En 2008 puis en janvier 2010, les Fatals Picards remplissent déjà l’Olympia. Le 10 juin 2011, à l’occasion de la promotion de leur nouvel album, Coming Out, le groupe a r’mis ça ! En hommage à Georges Brassens, disparu il a y 30 ans, Les Amis de Brassens ont assuré la première partie du concert pour 30 minutes de bonheur : Les morceaux les plus connus de Georges ont été interprétés pour la plus grande joie du public qui a été très réceptif et participatif (chant et claquage de mains :p ). Je ne pensais pas que des chansons de Brassens chaufferaient autant la salle… et pourtant ! A la fin de la première partie, l’Olympia était déjà en ébullition ! Pour la petite histoire, mon camarade de soirée et moi même avons appris que la mama de Brassens était italienne…

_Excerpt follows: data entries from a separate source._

Issue #1409, opened 2022-09-01
Black square around the Sun


375gnu:
![image](https://user-images.githubusercontent.com/1612688/187938312-b3bea32f-2fd3-4cc5-84e1-e1e50dea4cf7.png)

I was able to reproduce it with GTK frontend only.

Steps to reproduce: enable planet orbits, go to cel://Follow/Sol:Earth/2022-09-01T14:05:06.49829Z?x=MHL9zpmPEv///////////w&y=NP4T6lFEn////////////w&z=bE++EAGevP///////////w&ow=0.2696041&ox=0.61314183&oy=0.020633211&oz=0.7422567&fov=46.849846&ts=1.0&ltd=0&p=0&rf=136181183&nrf=255&lm=0&tsrc=0&ver=3

Maybe moving up & high will be required. Also depends on distance to the Sun. Much easier to reproduce with a small window:
![image](https://user-images.githubusercontent.com/1612688/187939905-42944c8a-0654-4845-b20b-3c4d47a33b39.png)
cel://Follow/Sol/2022-09-01T14:08:01.61868Z?x=AAB9QrTiPKgR&y=LCAzq32hzP///////////w&z=AIBlhuWIg9cG&ow=0.20013171&ox=0.54564375&oy=-0.145735&oz=0.8006132&select=Sol&fov=23.575752&ts=1.0&ltd=0&p=0&rf=136181183&nrf=191&lm=0&tsrc=0&ver=3

TheLostProbe:
i was able to fully confirm that this does indeed happen with planets. it also occurs around other stars. the bug is visible on planets with both the Fuzzy Points and Scaled Discs rendering options

cel://Follow/TOI-3207:TOI-3207.01/2022-09-02T00:09:44.82531Z?x=AOCydhdqsjP//////////w&y=AFCKtkxEtlb+/////////w&z=AABD6dmrQAoB&ow=-0.4358858&ox=0.41791612&oy=0.28216168&oz=-0.745476&select=TOI-3207:TOI-3207.01&fov=125.02859&ts=1&ltd=0&p=0&rf=138253747&nrf=255&lm=2048&tsrc=0&ver=3
![image](https://user-images.githubusercontent.com/67564416/188032635-f1d2d0a8-e511-4f2c-914a-a8f151bede05.png)
[...]

PR #1446, opened 2022-10-23
Fix blending state when drawing stars and objects as points

375gnu:
Closes: #1409

### DIFF
--- a/src/celengine/render.cpp
+++ b/src/celengine/render.cpp
@@ -1651,6 +1651,12 @@ void renderLargePoint(Renderer &renderer,
                       float size,
                       const Matrices &mvp)
 {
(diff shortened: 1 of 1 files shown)


375gnu:
@TheLostProbe please confirm that this patch fixes the issue.

TheLostProbe:
its gone. good riddance black square bug!
image
image
image

levinli303 (approved):

levinli303:
@375gnu it seems we should still keep the one in `renderObjectAsPoint` to fix https://github.com/levinli303/AndroidCelestia/issues/47

375gnu:
@levinli303 please see my comment in #1454

PR #1447, opened 2022-10-23
Feature/linerender/v4

375gnu:


375gnu:
@levinli303 could you check here if you observe that issue with darkened orbits with this branch?

TheLostProbe:
i tested on desktop and the bug appears to be present, but it sort of flickers in a really weird way, and it only occurs at certain distances. also some depth sorting bugs with the orbits are present. i guess we will wait and see if this is apparent on mobile as well
https://user-images.githubusercontent.com/67564416/197439341-59aee95d-fa23-48d7-b62a-9cdf80135ffa.mp4

375gnu:
@TheLostProbe @levinli303 could you also check the same with `master` branch?

TheLostProbe:
I'm in bed on my phone so Lev will have to check

levinli303:
master branch does not have the issue.

levinli303:
Seems to have been fixed with the latest commit to this branch.

levinli303:
assertion has been hit starting up with ANGLE (drawing line as triangles)

Screen Shot 2022-10-26 at 18 59 01

375gnu:
@levinli303 i've removed assertions as they always fail because the vectors are freed.

TheLostProbe:
a thought came to my mind regarding the optimization of this line renderer, since the current one lags when there are too many orbits/labels on the screen. of course, this is to be expected, but it should at least not lag that badly when trying to view for example jupiter's minor moon system, which it does when using the current line renderer

375gnu:
@TheLostProbe for better precision we should use 64bit floats (doubles) instead of 32bit floats supported by GPUs. So all computation are done on CPU. Taking into account that most of the current CPUs are multicore we can try to parallelize computations and maybe even offload some computations to GPU, but this is not related to this change.

375gnu:
@levinli303 anything else to fix?

levinli303:
I'll verify on ANGLE later.

levinli303:
symbols are missing for reference vectors, XYZ, etc

Screenshot 2022-11-08 at 20 26 50

375gnu:
@levinli303 letters should be back now

PR #920, opened 2021-04-04
[Logging][Mining] Add BCLog::MINING category.

Zannick:
### Problem ###
Mining code uses the `BLOCKCREATION` logging category, which includes logging about difficulty targets, staking, zerocoins, etc, making it harder to investigate mining-specific issues.

### Root Cause ###
Using the `BLOCKCREATION` category for lots of different information.

### Solution ###
Adds a new logging category `MINING` to aid debugging mining specifically
without including block template creation logs that may be noisier.

Converts most logs in BitcoinMiner and RandomXMiner to use this category
instead of `BLOCKCREATION`.

Fixes one unlikely logging statement to include the function name.

### Bounty Payment Address ###

### Unit Testing Results ###
Tested by running and sending the command `logging [\"mining\"]` to enable.

### DIFF
--- a/src/miner.cpp
+++ b/src/miner.cpp
@@ -1011,7 +1011,7 @@ void BitcoinMiner(std::shared_ptr<CReserveScript> coinbaseScript, bool fProofOfS
                     ++pblock->nNonce;
                 }
             } else {
-                LogPrintf("%s: Unknown hashing algorithm found!\n");
+                LogPrintf("%s: Unknown hashing algorithm found!\n", __func__);
                 return;
             }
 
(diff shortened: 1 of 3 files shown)


src/miner.cpp
```diff
@@ -932,7 +932,7 @@ void BitcoinMiner(std::shared_ptr<CReserveScript> coinbaseScript, bool fProofOfS
                 auto it = mapStakeHashCounter.find(nHeight);
                 if (it != mapStakeHashCounter.end() && it->second != nStakeHashesLast) {
                     nStakeHashesLast = it->second;
-                    LogPrint(BCLog::BLOCKCREATION, "%s: Tried %d stake hashes for block %d last=%d\n", __func__, nStakeHashesLast, nHeight+1, mapHashedBlocks.at(hashBestBlock));
+                    LogPrint(BCLog::MINING, "%s: Tried %d stake hashes for block %d last=%d\n", __func__, nStakeHashesLast, nHeight+1, mapHashedBlocks.at(hashBestBlock));
```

Grâce au 20 minutes (et compagnie) gracieusement offertes par l’Olympia, le public a pu reprendre son souffle et se préparer à hurler à l’arrivée des quatre énergumènes tant attendus. Ces bonhommes nous ont d’ailleurs immédiatement rassurés quant à leur identité en nous gratifiant d’un bruyant et viril : « ON EST LES FATALS PICAAAAAAARDS !!!! » et le concert démarre sur les chapeaux de roue avec la fameuse chanson Moi je vis chez Amélie ! Un classique : ce sont les classiques qui fonctionnent le mieux !

La soirée s’est déroulée sur un ton décalé, humoristique et dans une ambiance communicative entre le groupe et son public. Chaque morceau (ou presque) était entrecoupé de transitions où le public et les différents musiciens se prenaient – gentimenent – à partie. D’ailleurs, en plus de Paul Léger (chant) – un fou furieuuuuuux 😀 -, de Laurent Honel (Guitare), de Jean-Marc Sauvagnargues (batteur comptant avec de nombreux fans, surtout féminin…), et de Yves Giraud (un chevelu à la basse, classique bien sûr… Tout à fait le genre de Playne :p), le groupe était accompagné de quatre cuivres (saxo, trompette, etc.) et de quatre corde (violons, contrebasse, etc.) ce qui rendait un truc franchement sympatoche ! En revanche, les Fatals Picards ont, à deux  reprises, invité deux filles différentes sur scènes : une fois pour jouer de l’accordéon (pourquoi pas…) et une fois pour chanter (genre 30 secondes ! WTF ? ça sert à rien ! en plus la voix de Paul couvrait complètement la voix de la fille sur cette chanson franchement rock !) : bref, deux invitations largement inutiles pour moi…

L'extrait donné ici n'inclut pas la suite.